Nail condition also identified common laborers, as they worked with their hands, having a finely manicured set of nails was not only impractical for them; it was an extravagance they couldn'tafford. Thus, only wealthy aristocrats from ancient times were seen with finely trimmed and decorated nails.

 

Monday, April 30, 2007

get yer gym on

Recently, I have been working out longer than usual. During these times I have noticed an array of characters at the gym. Here are my favorites:

  

1) The guy who doesn't wipe off the equipment: I used to be friendly with him last summer, but won't even say hello to him now. I don't understand why he thinks he doesn't need to wipe down the treadmill, especially after he sweats all over it. I have actually made a few friends as a result of his poor hygiene habit. When he gets done running and someone new goes to get on his treadmill, I warn them that he doesn't clean it off. They are always thankful that I have passed this information along to them.

 

2) Golf shirt man: Always wears a golf shirt when he works out. I have noticed three different varieties, but my favorite is the light pink with tan stripes.

 

3) Little T: Picture a huge, older black man in bike shorts, a long pink t-shirt and a short white half shirt over top of that. He wears the same thing every day, but I have never noticed that he smells badly and wow, can he get busy on the inclined sit up board.

 

4)  Stinky: He is a first year law student. I met him over the summer when he was apartment hunting, then I saw him at the gym and we made small talk. I began to notice a pattern that whenever he was on a treadmill the entire area smelled like sour feet (and that is being kind). One day my friend Lauren and I were down in the weight room. She said that she smelled something foul. We looked over and there he was, bench pressing his little heart out.

 

5) Heart Rate Boy: He rolls in every day between 11:00 and 11:30am. No matter how cold it is he is always wearing shorts, accompanied by a fleece pull over and beanie hat. He carries a Nike bag, not a gym bag, but more like a nylon sack with strings. He never puts his stuff in a locker. He always sets it next to the treadmill he is using. He has a small bottle of water which he places in the cup holder. His routine goes like this...crank the treadmill up to 11.3 and pound your feet while sprinting, then, half way through, hold on to the top of the treadmill...do this for approximately two and a half minutes and then hit stop...stand on the treadmill while holding the heart rate sensors...release your hands and lean against the side of the treadmill...put your hand over your heart to feel it beating...take a sip of water from your little bottle....put your hand over your heart again...repeat this four or five times.

 

 

Makes me wonder what people are thinking about me.

Friday, January 12, 2007

what goes around comes around

I was walking from the gym to my car on Tuesday afternoon when a man stopped me and asked me if I could spare any change because he "needed to make a phone call." I looked in my bag and the only thing I could come up with was my quarter, the one I put in the locker every day at the gym. I gave it to him without hesitation. The next day when I went to work out and opened the locker I always use, a quarter fell out.

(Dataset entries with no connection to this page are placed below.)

PR #34886, opened 2024-08-08
Add water heater to energy management app

### LINKED ISSUE #34966: [BUG] Example Energy Management app for EVSE etc does not set the absMinPower and adsMaxPower values in DEM
### Reproduction steps

When testing the TC_DEM_2.1 the test says check that the absMinPower and absMaxPower is as expected.

These are both unset (set to 0).

They should be set to something like 0 and 7000,000 mW

### Bug prevalence

Every time

b942f5cc7009968693652156ca28cfbbff4dc5e1

### Platform

core

### Platform Version(s)

1.4

### Anything else?

See test case https://github.com/CHIP-Specifications/chip-test-plans/blob/master/src/cluster/device_energy_management.adoc#test-procedure-1 step 5 & 6

### LINKED ISSUE #34977: [Test Failed] EWATERHRT1.1: Failure return on reading Feature-Map and Cluster Revision attribute.
### Test issue(s)

DUT returned failure when a read command was sent from the controller for feature-map and cluster-revision attributes.

### Platform

_No response_

### Anything else?

[chip_tool.txt](https://github.com/user-attachments/files/16611372/chip_tool.txt)
[device.txt](https://github.com/user-attachments/files/16611373/device.txt)

jamesharrow:
This PR aims to add a Water Heater example into the energy-management example app so that EP1 has EVSE and EP2 has WaterHeater.

Both would then share the Electrical Sensor, DEM and Power Topology clusters.

Summary of changes made in this PR
 - Disabled OnMode / StartupMode for EVSEM, DEMM and WHM Energy Management ZAP file (to align with spec)

 - Moved several WaterHeater related files from All-clusters-app to energy-management-app (updates all-clusters-build path and re-used in energy-management-app)
 - Fixed bugs around Forecast attribute not being marked for reporting when it was being updated

 - Added an application type command flag to energy-management-app (Linux)
    `--application evse` | `--application water-heater`
     - updated DEM and EVSE test scripts test runner header to include this new flag.
   
   - Added new Linux Build options for WaterHeater Test event trigger enabled by default

 - Added Water Heater support to ESP32 via KConfig settings
 - Included test event trigger support into ESP32 main.cpp based on KConfig flags
 - Added compile type support for PFR or SFR features (note that these are mutually exclusive and will fail DEM tests if both are on!) (equivalent of `--featureSet` argument in the linux chip-energy-management-app)
 
 - Updated the README.md for ESP32 and Linux

 - Fixes #34977
 - Fixes #34966


examples/energy-management-app/esp32/main/Kconfig.projbuild
```diff
@@ -185,3 +185,38 @@ depends on ENABLE_PW_RPC
...
+menu "Energy Management Example App Configuration"
+
+    config ENABLE_EXAMPLE_EVSE_DEVICE
+        bool "Enable EVSE device on EP1"
+        default "y"
+        help
+            To use Energy Management App as EVSE device and compile dependent files.
+
+    config ENABLE_EXAMPLE_WATER_HEATER_DEVICE
+        bool "Enable Water Heater device on EP2"
```
jamesharrow, line 199: Is this on EP2 or still EP1?

examples/energy-management-app/esp32/main/main.cpp
```diff
@@ -117,10 +125,18 @@ namespace Clusters {
 namespace DeviceEnergyManagement {
 
 // Keep track of the parsed featureMap option
+#if 1 // 0x7a
```
jamesharrow, line 128: Make this a config flag

examples/energy-management-app/esp32/main/main.cpp
```diff
@@ -117,10 +125,18 @@ namespace Clusters {
...
 static chip::BitMask<Feature> sFeatureMap(Feature::kPowerAdjustment, Feature::kPowerForecastReporting,
+                                          Feature::kStartTimeAdjustment, Feature::kPausable,
+                                          Feature::kForecastAdjustment, Feature::kConstraintBasedAdjustment);
+#else // 0x7c
+static chip::BitMask<Feature> sFeatureMap(Feature::kPowerAdjustment,
                                           Feature::kStateForecastReporting, Feature::kStartTimeAdjustment, Feature::kPausable,
                                           Feature::kForecastAdjustment, Feature::kConstraintBasedAdjustment);
 
+static const char * spApp = nullptr;
```
jamesharrow, line 137: Not clear why this is in this branch of the #if / #else ?

examples/energy-management-app/esp32/sdkconfig.defaults
```diff
@@ -67,3 +67,7 @@ CONFIG_LWIP_IPV6_NUM_ADDRESSES=6
 
 # Enable sntp time sync
 CONFIG_ENABLE_SNTP_TIME_SYNC=y
+
+CONFIG_ENABLE_EXAMPLE_WATER_HEATER_DEVICE=y
```
jamesharrow, line 71: Should the default be EVSE?

examples/energy-management-app/esp32/sdkconfig.defaults
```diff
@@ -67,3 +67,7 @@ CONFIG_LWIP_IPV6_NUM_ADDRESSES=6
...
+
+CONFIG_CHIP_DEVICE_CONFIG_ENABLE_WATER_HEATER_MANAGEMENT_TRIGGER=y
```
jamesharrow, line 73: Should DEM be turned on and EVSE triggers too?

examples/energy-management-app/linux/main.cpp
```diff
@@ -87,22 +98,66 @@ static uint32_t ParseNumber(const char * pString)
 void ApplicationInit()
 {
     ChipLogDetail(AppServer, "Energy Management App: ApplicationInit()");
-    EvseApplicationInit();
+    if (strcmp(spApp, kEvseApp) == 0)
```
jamesharrow, line 101: Could we make EVSE the default so if you don't specify it, then that's used?

examples/energy-management-app/linux/main.cpp
```diff
@@ -87,22 +98,66 @@ static uint32_t ParseNumber(const char * pString)
...
+static bool EnergyAppOptionHandler(const char * aProgram, chip::ArgParser::OptionSet * aOptions, int aIdentifier,
+                                   const char * aName, const char * aValue)
 {
     bool retval = true;
 
+    ChipLogError(Support, "aIdentifier 0x%04x aValue %s", aIdentifier, aValue);
     switch (aIdentifier)
     {
+    case kOptionApplication:
+        for (uint16_t idx = 0; idx < sizeof(kValidApps) / sizeof(kValidApps[0]); idx++)
```
jamesharrow, line 142: I think there is a macro for sizeof(struct)/sizeof(struct[0]) - is it ARRAY_SIZE?

examples/energy-management-app/linux/main.cpp
```diff
@@ -87,22 +98,66 @@ static uint32_t ParseNumber(const char * pString)
...
+        {
+            ChipLogError(Support, "kValidApps[%d] %s", idx, kValidApps[idx]);
+            if (strcmp(kValidApps[idx], aValue) == 0)
+            {
+                spApp = aValue;
```
jamesharrow, line 147: maybe better to assign to kValidApps[idx] since this is const and guaranteed to be there, whereas the value of aValue ptr might get destroyed after this function is called.

examples/energy-management-app/energy-management-common/energy-management-app.matter
```diff
@@ -2210,6 +2271,56 @@ cluster EnergyEvseMode = 157 {
...
+
+  struct ModeOptionStruct {
+    char_string<64> label = 0;
+    int8u mode = 1;
+    ModeTagStruct modeTags[] = 2;
+  }
+
+  readonly attribute ModeOptionStruct supportedModes[] = 0;
+  readonly attribute int8u currentMode = 1;
+  attribute optional nullable int8u startUpMode = 2;
```
jamesharrow, line 2301: I think startupMode and OnMode should be turned off now - spec change coming through which disallows these.

examples/energy-management-app/esp32/main/Kconfig.projbuild
PeterC1965: Still on EP1. I'll change the comment to EP1

examples/energy-management-app/esp32/main/main.cpp
PeterC1965: Changed with a number of #defines in the Kconfig.projbuild file

examples/energy-management-app/esp32/main/main.cpp
PeterC1965: It is obsolete as now control the app type using conditional compilation.

examples/energy-management-app/esp32/sdkconfig.defaults
PeterC1965: OK

examples/energy-management-app/linux/main.cpp
PeterC1965: Fair point :-)

examples/energy-management-app/esp32/main/Kconfig.projbuild
```diff
@@ -185,3 +185,50 @@ depends on ENABLE_PW_RPC
...
+
+    config ENABLE_EXAMPLE_WATER_HEATER_DEVICE
+        bool "Enable Water Heater device on EP1"
+        default "n"
+        help
+            To use Energy Management App as Water Heater device and compile dependent files.
+
+    config CHIP_DEVICE_CONFIG_ENABLE_DEVICE_ENERGY_MANAGEMENT_TRIGGER
+        bool "Enable DEM triggers"
+        default "y"
```
jamesharrow, line 206: Either this should be on by default and the other should be, but suspect for security we would want these OFF by default, and then in the SDKDefaults have them as set?

examples/energy-management-app/esp32/main/Kconfig.projbuild
```diff
@@ -185,3 +185,50 @@ depends on ENABLE_PW_RPC
...
+        bool "Enable Water Heater triggers"
+        default "n"
+        help
+            Enable test triggers used by the Water Heater Management tests
+
+    config DEM_SUPPORT_STATE_FORECAST_REPORTING
+        bool "State forecast reporting is supported"
+        default "n"
+        help
+            Ensure kStateForecastReporting (SFR) is set in the DeviceEnergyManagement::Feature attribute. Note cannot set SFR and PFR.
```
jamesharrow, line 226: There may be a KConfig mechanism to make these 2 mutually exclusive.
https://github.com/torvalds/linux/blob/v4.15/Documentation/kbuild/kconfig-language.txt#L104

examples/energy-management-app/esp32/main/main.cpp
```diff
@@ -117,9 +125,22 @@ namespace Clusters {
...
-                                          Feature::kStateForecastReporting, Feature::kStartTimeAdjustment, Feature::kPausable,
+                                          Feature::kStartTimeAdjustment, Feature::kPausable, Feature::kForecastAdjustment,
+                                          Feature::kConstraintBasedAdjustment);
+#elif CONFIG_DEM_SUPPORT_STATE_FORECAST_REPORTING
+static chip::BitMask<Feature> sFeatureMap(Feature::kPowerAdjustment, Feature::kStateForecastReporting,
+                                          Feature::kStartTimeAdjustment, Feature::kPausable, Feature::kForecastAdjustment,
+                                          Feature::kConstraintBasedAdjustment);
+#else
+static chip::BitMask<Feature> sFeatureMap(Feature::kPowerAdjustment, Feature::kStartTimeAdjustment, Feature::kPausable,
                                           Feature::kForecastAdjustment, Feature::kConstraintBasedAdjustment);
```
jamesharrow, line 142: I don't think you can do Pausing, StartTimeAdjustment, ForecastAdjustment or ConstraintBasedAdjustment unless you have either SFR or PFR.

So in practise that only leaves PowerAdjustment.

examples/energy-management-app/esp32/sdkconfig.defaults
jamesharrow: Not done?

examples/energy-management-app/esp32/sdkconfig.defaults
jamesharrow: Not done?

examples/energy-management-app/esp32/main/Kconfig.projbuild
jamesharrow: Note Linux has all test event triggers enabled by default so maybe align this to the same?

src/controller/python/chip/clusters/Objects.py
```diff
@@ -50958,7 +50958,7 @@ def descriptor(cls) -> ClusterObjectDescriptor:
                         ClusterObjectFieldDescriptor(Label="field2", Tag=1, Type=Globals.Enums.TestGlobalEnum),
                     ])
 
-            field1: 'Globals.Structs.TestGlobalStruct' = field(default_factory=lambda: UnitTesting.Structs.TestGlobalStruct())
+            #field1: 'Globals.Structs.TestGlobalStruct' = field(default_factory=lambda: UnitTesting.Structs.TestGlobalStruct())
```
jamesharrow, line 50961: Why has this changed?

jamesharrow:
It would be good to see if we can get EFR32 support into this PR if possible.

examples/energy-management-app/energy-management-common/energy-management-app.matter
jamesharrow: Spec already updated and no XML change needed.

examples/energy-management-app/linux/main.cpp
jamesharrow: ok

examples/energy-management-app/esp32/main/main.cpp
PeterC1965: Code updated accordingly.

examples/energy-management-app/esp32/main/Kconfig.projbuild
PeterC1965: Code updated accordingly.

examples/energy-management-app/esp32/sdkconfig.defaults
PeterC1965: Code updated accordingly.

examples/energy-management-app/esp32/sdkconfig.defaults
PeterC1965: Code updated accordingly.

src/python_testing/TC_DEM_2_2.py
```diff
@@ -23,7 +23,7 @@
 # test-runner-run/run1/app: ${ENERGY_MANAGEMENT_APP}
 # test-runner-run/run1/factoryreset: True
 # test-runner-run/run1/quiet: True
-# test-runner-run/run1/app-args: --discriminator 1234 --KVS kvs1 --trace-to json:${TRACE_APP}.json --enable-key 000102030405060708090a0b0c0d0e0f --featureSet 0x01
+# test-runner-run/run1/app-args: --discriminator 1234 --KVS kvs1 --trace-to json:${TRACE_APP}.json --enable-key 000102030405060708090a0b0c0d0e0f --featureSet 0x01 --application evse
```
lpbeliveau-silabs, line 26: Why do we need to precise the app here if the app is already mentioned three lines above:
`${ENERGY_MANAGEMENT_APP}` ?

examples/energy-management-app/linux/main.cpp
```diff
@@ -26,28 +27,36 @@ using namespace chip::app;
...
-static bool FeatureMapOptionHandler(const char * aProgram, chip::ArgParser::OptionSet * aOptions, int aIdentifier,
-                                    const char * aName, const char * aValue);
+static bool EnergyAppOptionHandler(const char * aProgram, chip::ArgParser::OptionSet * aOptions, int aIdentifier,
+                                   const char * aName, const char * aValue);
 
-constexpr uint16_t kOptionFeatureMap = 'f';
+constexpr uint16_t kOptionApplication = 0xffd0;
+constexpr uint16_t kOptionFeatureMap  = 0xffd1;
+
+constexpr const char * kEvseApp = "evse";
```
lpbeliveau-silabs, line 42: I see we are moving forward with the whole multiple apps under the same folder structure approach.
This leaves us with the choice to either 

- have every appliance app live under the energy management folder, which wouldn't make sens for matter app that don't support the device, therefore having 2 copies of each app that wants to support the energy management.
- Have different structures between EVSE + water heater vs the Apps that existed in the repo before.
- Refactor the curent folder structure to have separate folder for the common energy management files and have a separate example app for EVSE and Water heater.

I understand this is time sensitive, but we should have a followup issue somewhere to refactor this architecture, so at least we can keep in mind we should at least consider how to unify this app with the rest of the example apps in the repo.

examples/energy-management-app/linux/main.cpp
```diff
@@ -87,22 +99,56 @@ static uint32_t ParseNumber(const char * pString)
...
+        ChipLogError(Support, "Unexpected application %s", spApp);
+    }
 }
 
 void ApplicationShutdown()
 {
     ChipLogDetail(AppServer, "Energy Management App: ApplicationShutdown()");
+
     EvseApplicationShutdown();
+    FullWhmApplicationShutdown();
```
lpbeliveau-silabs, line 121: I see here we might shutdown an app that hasn't been initialized, is there no risk of undefined behavior here?

examples/energy-management-app/energy-management-common/water-heater/src/WhmMain.cpp
```diff
@@ -167,25 +167,29 @@ CHIP_ERROR WhmManufacturerShutdown()
     return CHIP_NO_ERROR;
 }
 
-void WhmApplicationInit()
+CHIP_ERROR WhmApplicationInit()
 {
-    if (WhmInit() != CHIP_NO_ERROR)
+    CHIP_ERROR err = WhmInit();
+    if (err != CHIP_NO_ERROR)
```
lpbeliveau-silabs, line 173: Any reason not to use the `ReturnErrorOnFailure` macro?

examples/energy-management-app/energy-management-common/water-heater/src/WhmMain.cpp
```diff
@@ -167,25 +167,29 @@ CHIP_ERROR WhmManufacturerShutdown()
...
     {
-        return;
+        return err;
     }
 
     /* Do this last so that the instances for other clusters can be wrapped inside */
-    if (WhmManufacturerInit() != CHIP_NO_ERROR)
+    err = WhmManufacturerInit();
+    if (err != CHIP_NO_ERROR)
```
lpbeliveau-silabs, line 180: Same here for `ReturnErrorOnFailure`

examples/energy-management-app/energy-management-common/water-heater/src/WaterHeaterMain.cpp
```diff
@@ -0,0 +1,91 @@
...
+#include <WhmMain.h>
+
+namespace chip {
+namespace app {
+namespace Clusters {
+namespace WaterHeaterManagement {
+
+void FullWhmApplicationInit()
+{
+    if (WhmApplicationInit() != CHIP_NO_ERROR)
```
lpbeliveau-silabs, line 47: Why not use `ReturnOnFailure` here? same for the steps after this one.

lpbeliveau (commented):
Minor comments for the most of it, most important point is the structure refactor to get this app in line with the rest of the example apps. A followup issue should be created.

examples/energy-management-app/linux/main.cpp
jamesharrow: Agree - I think if we can have an energy management 'library' then this would look different. 

As mentioned in a previous PR - the longer term vision is to provide different energy management examples since the use cases for a Washing Machine / Dishwasher 'forecast' is very different from a Battery / EV.

We are very much at the beginning of a journey on energy management and over time this will need to continue to evolve with the ability to use the same DEM cluster with optimisers using Time of Use tariff information, and battery and EV using the power adjustment all as library calls.

I suggest sometime after SVE we workshop this since there are counter arguments against the current approach too. I'm not sure we need a follow up since the two approaches will need to be resolved in the longer term and won't be forgotten about.

examples/energy-management-app/linux/main.cpp
jamesharrow: I think all of the functions check that they only free pointers which have been allocated. So even if you run the app in EVSE mode, it is safe to call the WaterHeaterShutdown.

examples/energy-management-app/energy-management-common/water-heater/src/WhmMain.cpp
jamesharrow: Good suggestion - changed.

examples/energy-management-app/energy-management-common/water-heater/src/WaterHeaterMain.cpp
jamesharrow: Changed

src/python_testing/TC_DEM_2_2.py
jamesharrow: The energy management app itself can run as a water heater or evse personality, so this tells the chip-energy-management-app to run with the EVSE cluster and delegates instantiated (rather than the water heater).

lpbeliveau (approved):

src/python_testing/TC_DEM_2_2.py
PeterC1965: The -application option can be either evse or water-heater. The energy management app can be run in one of two modes: EVSE or water-heater-management mode.

doru91 (approved):

hasty (approved):

examples/energy-management-app/linux/main.cpp
jamesharrow: Resolving so the PR can merge

src/python_testing/TC_DEM_2_2.py
jamesharrow: Resolving so the PR can merge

Last night, I ordered sushi take out. I pulled into the parking lot and a man called out to me "excuse me, sir" which didn't phase me at all because after all it is winter and I am wearing my knit cap (please refer to previous blog posting). He was completely honest with me. He said he was homeless and wanted to know if I could spare any change. I told him I would give him something when I came out from picking up my food. I gave the guy a dollar and then he asked me if I could spare forty cents more, but I had no change.


Some day he will get his.


Karma fuck: A noun form of "what goes around comes around." When you've been screwing over everyone else around you, pissing off the universe and being a generally lame person, when you get screwed over it's your bad karma fucking you over.